Answer:
1. t= 0.98
2. v(t)= -9.8t
3. a(t)= -9.8
4. v(0.98)= -9.604 m/s
5. |v(0.98)|= 9.604
6. a(0.98)= -9.8 m/s²
Explanation:
To find out when the ball goes splat on the ground, and then use some fancy math to figure out how fast and furious it was falling, follow these steps:
1. The ball goes splat when its height is zero, so we need to solve h(t) = 0. Using the quadratic formula, which you probably learned in high school and then forgot, we get:
t = (-b ± √(b² - 4ac)) / (2a)
where a = -4.9, b = 0 and c = 94. Plugging in these numbers, we get:
t = (-0 ± √(0² - 4(-4.9)(94))) / (2(-4.9))
t = (0 ± √(1846.8)) / (-9.8)
t = (0 ± 42.96) / (-9.8)
t = -4.38 or 0.98
We ignore the negative value because it means the ball was already on the ground before we threw it, which is silly. So the time when the ball goes splat is t = 0.98 seconds.
2. The speedometer of the ball at any time t is given by the slope of h(t) with respect to t:
v(t) = h’(t) = -9.8t
v(t) = -9.8t
This is a straight line that shows that the speedometer of the ball is going down at a steady rate of -9.8 m/s².
3. The gas pedal of the ball at any time t is given by the slope of v(t) with respect to t:
a(t) = v’(t) = -9.8
a(t) = -9.8
This is a flat line that shows that the gas pedal of the ball is always -9.8 m/s², which is equal to the force that makes things fall on Earth.
4. The speedometer of the ball at the moment it goes splat is given by plugging in t = 0.98 into v(t):
v(0.98) = -9.8(0.98)
v(0.98) = -9.604
Therefore, the speedometer of the ball at the moment it goes splat is -9.604 m/s.

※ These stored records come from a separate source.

PR #2668, opened 2025-07-28
Collapse breadcrumbs to dropdown when too narrow

m-akinc:
# Pull Request

## 🤨 Rationale

TODO

## ✅ Checklist

### DIFF
--- a/packages/nimble-components/src/breadcrumb/template.ts
+++ b/packages/nimble-components/src/breadcrumb/template.ts
@@ -1,0 +1,50 @@
+import {
+    elements,
+    html,
+    ref,
+    repeat,
+    slotted,
+    when,
+    type ViewTemplate
+} from '@ni/fast-element';
+import type { FoundationElementTemplate } from '@ni/fast-foundation';
+import type { Breadcrumb } from '.';
+import { breadcrumbItemTag, type BreadcrumbItem } from '../breadcrumb-item';
+import { menuButtonTag } from '../menu-button';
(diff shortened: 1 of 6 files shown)


packages/nimble-components/src/breadcrumb/template.ts
```diff
@@ -0,0 +1,50 @@
...
+            ${when(x => x.collapseState !== CollapseState.none, html<Breadcrumb>`
+                <${breadcrumbItemTag}>
+                    <${menuButtonTag}
+                        appearance="ghost"
+                        content-hidden
+                        class="collapsed-items-button"
+                    >
+                        <${iconThreeDotsLineTag} slot="start"></${iconThreeDotsLineTag}>
+                        <${menuTag} slot="menu">
+                            ${repeat(x => x.collapsedItems, html<BreadcrumbItem>`
```
jattasNI, line 39: I believe the main technical challenge with this approach is the idea of copying contents from slotted elements into new elements. This could cause problems if clients are expecting the elements they slotted to be present for various reasons: styles that target them, tests that expect them, metadata they added to the element, etc. It gets even more risky if its a framework that did one of those things outside the client's control.

As we mentioned at standup, it's probably worth a brainstorming meeting on this if you want to move forward with this approach. I agree that it is a better UX than #2669 (if we can figure out the flickering).

One idea to seed for that meeting: treat breadcrumb items as pure configuration elements (similar to table columns), not presentation elements. Then the actual presentation could swap between visible links or menu items.

PR #2689, opened 2025-08-11
Nimble chip

atmgrifter00:
# Pull Request

## 🤨 Rationale

- #413 
- #2610 

Creating the `nimble-chip` component for the immediate requirement of adding attachments to the `spright-chat-input` component.

## 👩‍💻 Implementation

Typical Nimble implementation. Adding a new label provider for the 'Remove' text for the remove button.

## 🧪 Testing

Unit and chromatic tests.

## ✅ Checklist


packages/nimble-components/src/label-provider/core/index.ts
```diff
@@ -75,6 +77,9 @@ export class LabelProviderCore
     @attr({ attribute: 'scroll-forward' })
     public scrollForward: string | undefined;
 
+    @attr({ attribute: 'chip-remove' })
+    public chipRemove: string | undefined;
```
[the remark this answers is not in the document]
jattasNI: Never mind, I think I just missed it when I first looked.

packages/nimble-components/src/chip/template.ts
```diff
@@ -0,0 +1,48 @@
...
+        >
+            <slot
+                ${ref('contentSlot')}
+                ${slotted({ property: 'content' })}
+            ></slot>
+        </span>
+        ${when(
+        x => x.removable,
+        html<Chip>`
+                <${buttonTag}
```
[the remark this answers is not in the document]
atmgrifter00: Fixed. I could swear I had made all these changes and committed them, but I think I'm getting mixed up switching between machines (meaning I didn't actually commit the changes from the other machine).

packages/storybook/src/nimble/chip/chip.mdx
```diff
@@ -0,0 +1,26 @@
...
+<Canvas of={chipStories.chip} />
+
+## API
+
+<Controls of={chipStories.chip} />
+<ComponentApisLink />
+
+{/* ## Styling */}
+
+{/* ## Usage */}
```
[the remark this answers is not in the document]
atmgrifter00: I'll check with Brandon.

packages/nimble-components/src/chip/styles.ts
```diff
@@ -0,0 +1,112 @@
...
+    ${display('inline-flex')}
+
+    :host {
+        height: ${controlHeight};
+        width: fit-content;
+        max-width: 300px;
+        color: ${bodyFontColor};
+        font: ${bodyFont};
+        padding: 0 ${mediumPadding};
+        gap: 4px;
```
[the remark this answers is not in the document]
atmgrifter00: @NIbokeefe, just bringing your attention to this comment. In the design spec, the spacing between the icon and the test, and the text and the remove button currently has this spacing disparity (which I think is just due to the nature of the button, which is 16x16):
image

packages/nimble-components/src/chip/styles.ts
```diff
@@ -0,0 +1,112 @@
...
+        background-color: transparent;
+        border: ${borderWidth} solid rgba(${actionRgbPartialColor}, 0.3);
```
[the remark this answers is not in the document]
atmgrifter00: This is what the button uses for its [outline appearance](https://github.com/ni/nimble/blob/f8dd3dc7f440aaf6d6a6560f723cace8f4cfdb9d/packages/nimble-components/src/patterns/button/styles.ts#L205).

packages/nimble-components/src/chip/styles.ts
```diff
@@ -0,0 +1,110 @@
...
+        border-radius: 4px;
+        justify-content: center;
+        align-items: center;
+        background-repeat: no-repeat;
+        ${
+            /*
```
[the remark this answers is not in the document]
atmgrifter00: Yeah, I've now removed this. I don't think the use-case this was addressing for buttons applies to the chips. If there are issues related to this style not being applied it would likely be pathological.

packages/nimble-components/src/chip/styles.ts
```diff
@@ -0,0 +1,112 @@
...
+    }
+
+    .content {
+        text-overflow: ellipsis;
+        overflow: hidden;
+        white-space: nowrap;
+    }
+
+    .remove-button {
+        height: 16px;
```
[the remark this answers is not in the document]
mollykreis: We don't currently have a way for the touchpoint to be larger than the button, so we'd need to be fine with 16x16 touch point for now.

Also, we never added conditional styling to the button to change the focus-visible styling of the button when it got smaller (shouldn't have the double focus rings when small). Are we fine having the double ring on the 16x16 button until if/when that button styling gets updated?
image

packages/nimble-components/src/chip/styles.ts
```diff
@@ -0,0 +1,98 @@
...
+        background-image: none;
+        background-size: 100% 100%;
+    }
+
+    :host([disabled])::before {
+        box-shadow: none;
+    }
+
+    :host([disabled]) slot[name='start']::slotted(*),
+    :host([disabled]) .remove-button {
```
mollykreis, line 52: Why do you need to set disabled styling on the remove button? Isn't the remove button hidden when the chip is disabled?

packages/nimble-components/src/chip/styles.ts
```diff
@@ -0,0 +1,98 @@
...
+        height: ${iconSize};
+        width: ${iconSize};
+        margin-right: calc(-1 * ${smallPadding});
+    }
+`.withBehaviors(
+    appearanceBehavior(
+        ChipAppearance.block,
+        css`
+            :host {
+                background-image: linear-gradient(
```
mollykreis, line 82: Why did you need to set a background-image to achieve a solid background color?

packages/nimble-components/src/chip/tests/chip.spec.ts
```diff
@@ -0,0 +1,82 @@
...
+import { Chip, chipTag } from '..';
+import { fixture, type Fixture } from '../../utilities/tests/fixture';
+import { ChipPageObject } from '../testing/chip.pageobject';
+import { waitForUpdatesAsync } from '../../testing/async-helpers';
+
+async function setup(): Promise<Fixture<Chip>> {
+    return await fixture<Chip>(html`<${chipTag}></${chipTag}>`);
+}
+
+describe('Chip', () => {
```
mollykreis, line 11: Can you add some tests for the tab index behavior?

packages/nimble-components/src/chip/template.ts
```diff
@@ -0,0 +1,44 @@
...
+            <slot
+                ${ref('contentSlot')}
+                ${slotted({ property: 'content' })}
+            ></slot>
+        </span>
+        ${when(x => x.removable && !x.disabled, html<Chip>`
+            <${buttonTag}
+                class="remove-button"
+                content-hidden
+                appearance="ghost"
```
mollykreis, line 35: Can you use `ButtonAppearance.ghost` here?

packages/storybook/src/nimble/chip/chip-matrix.stories.ts
```diff
@@ -0,0 +1,127 @@
...
+        'Long Label',
+        'A very long label that will likely overflow the chip and require truncation with set width'
+    ]
+] as const;
+type LabelState = (typeof labelStates)[number];
+const labelStatesOnlyShort = labelStates[0];
+
+const widthStates = [
+    ['Default Width', ''],
+    ['Custom Width', 'width: 250px;']
```
mollykreis, line 51: If you haven't already, can you confirm with @NIbokeefe that when the chip is wider than the default "fit-text" width, that the remove button should stick to the text rather than the edge of the chip?

image

FWIW - in my opinion, the remove button should always be right-aligned in the chip rather than floating in the middle next text. I also wonder if the text & icon should always be left aligned rather than centered.

packages/storybook/src/nimble/chip/chip-matrix.stories.ts
```diff
@@ -0,0 +1,127 @@
...
+
+export const interactionsThemeMatrix: StoryFn = createMatrixThemeStory(
+    createMatrixInteractionsFromStates(component, {
+        hover: interactionStatesHover,
+        hoverActive: [],
+        focus: interactionStates,
+        active: []
+    })
+);
+export const textCustomized: StoryFn = createMatrixThemeStory(
```
mollykreis, line 125: The italic text looks clipped in the Text Customized story.

packages/storybook/src/nimble/chip/chip.mdx
```diff
@@ -0,0 +1,36 @@
...
+
+## Usage
+
+When displaying multiple related chips together, the recommended configuration
+is:
+
+- chips are arranged horizontally and wrap to new lines when there is
+  insufficient horizontal space
+- all chips have the same appearance
+- use the medium-padding token to create space between chips
```
mollykreis, line 30: Assuming medium padding token is intended to be used for the horizontal and vertical spacing between chips, can you explicitly state that to avoid confusion?

packages/nimble-components/src/chip/styles.ts
atmgrifter00: This is what the button does. From what I can this is done to remove the border?

With `background-image`:
image

Using `background-color = `:
image

Design:
image

I'll try a different route, however, and just have a transparent border, so we don't see that fuzziness at the corners.

atmgrifter00: Fixed.

packages/nimble-components/src/chip/styles.ts
atmgrifter00: Yup. Removed.

packages/storybook/src/nimble/chip/chip-matrix.stories.ts
atmgrifter00: Yeah, it is, and I talked with @jattasNI about this, and it's unclear to me what's causing it. The `button` doesn't exhibit this behavior, and even if I align the styles for the chip and the button (for the content part), I can't get rid of the cut-off. Interested in suggestions here.

rajsite (approved):

packages/storybook/src/nimble/chip/chip-matrix.stories.ts
NIbokeefe: @atmgrifter00 @mollykreis,

I don't see the use case for wanting to expand a chip's width.  We do allow that with buttons. However, with chips anywhere in the short or long term they should be nested within a control and not a stand alone selection element that would require modified margins to fill spaces.

If it makes sense to build that functionality into the control regardless, I agree with @mollykreis, the text and icon should left align, and the close button should right align as shown in example "A."  We should prevent this from happening until we have a use case that warrants it.

Screenshot 2025-08-25 at 12 11 07 PM

packages/nimble-components/src/chip/styles.ts
```diff
@@ -0,0 +1,94 @@
...
+        justify-content: center;
+        align-items: center;
+        background-repeat: no-repeat;
+    }
+
+    :host([disabled]) {
+        cursor: default;
+        color: ${bodyDisabledFontColor};
+        border-color: rgba(${borderRgbPartialColor}, 0.3);
+        box-shadow: none;
```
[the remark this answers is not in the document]
NIbokeefe: @rajsite I can't currently think of a reason we would use a box shadow (elevation) on a chip to date.  Maybe a future iteration we use elevate a control with a box-shadow on rollover, but this would become a universal rule not just for chips alone.

packages/nimble-components/src/chip/styles.ts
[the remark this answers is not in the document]
NIbokeefe: @mollykreis In my spec I drew it up with one 2px ring just like a Rollover state.  Due to its small size and likelihood of covering the icon, I skipped the inner ring.  But, I don't mind you mockup with the two rings, I could go either way.

Screenshot 2025-08-25 at 1 32 43 PM

change/@ni-nimble-components-fa1ae624-6b7b-4035-b6bd-1418d8451b11.json
```diff
@@ -0,0 +1,7 @@
+{
```
rajsite, line 1: @atmgrifter00 still intend to get this pushed through?

jattasNI: I pushed some changes to resolve many of the open threads.

packages/nimble-components/src/chip/styles.ts
```diff
@@ -0,0 +1,94 @@
...
+        background-image: none;
+        background-size: 100% 100%;
+    }
+
+    :host([disabled])::before {
+        box-shadow: none;
+    }
```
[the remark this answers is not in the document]
jattasNI: Deleted and don't see any difference in how it renders.

packages/nimble-components/src/label-provider/core/index.ts
```diff
@@ -33,7 +34,8 @@ const supportedLabels = {
     filterNoResults: filterNoResultsLabel,
     loading: loadingLabel,
     scrollBackward: scrollBackwardLabel,
-    scrollForward: scrollForwardLabel
+    scrollForward: scrollForwardLabel,
+    chipRemove: chipRemoveLabel
```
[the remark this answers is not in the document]
jattasNI: The name `remove` was conflicting with a built in field in a base class so I went with `itemRemove` to disambiguate, but the user-visible string is still the same.

packages/nimble-components/src/chip/index.ts
```diff
@@ -0,0 +1,86 @@
...
+    public hasOverflow = false;
+
+    /** @internal */
+    public get elementTextContent(): string {
+        return slotTextContent(this.contentSlot);
+    }
+
+    /** @internal */
+    public get removeButtonContent(): string {
+        return `${chipRemoveLabel.getValueFor(this)} ${this.elementTextContent}`;
```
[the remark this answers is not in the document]
rajsite: Yea it's interesting. I was wondering if there was a better way to describe the relationship of this action to the chip itself. I think we have a similar problem with banner dismiss buttons as well. Didn't find a great solution and this issue seems to talk about that problem in particular with action buttons on interactive components / components with existing role behaviors: https://github.com/w3c/aria/issues/1440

5. The actual speed of the ball at the moment it goes splat is given by taking off the minus sign from its speedometer:
|v(0.98)| = -9.604
|v(0.98)| = 9.604
Therefore, the actual speed of the ball at the moment it goes splat is 9.604 m/s.
6. The gas pedal of the ball as it goes splat is given by plugging in t = 0.98 into a(t):
a(0.98) = -9.8
Therefore, the gas pedal of the ball as it goes splat is -9.8 m/s².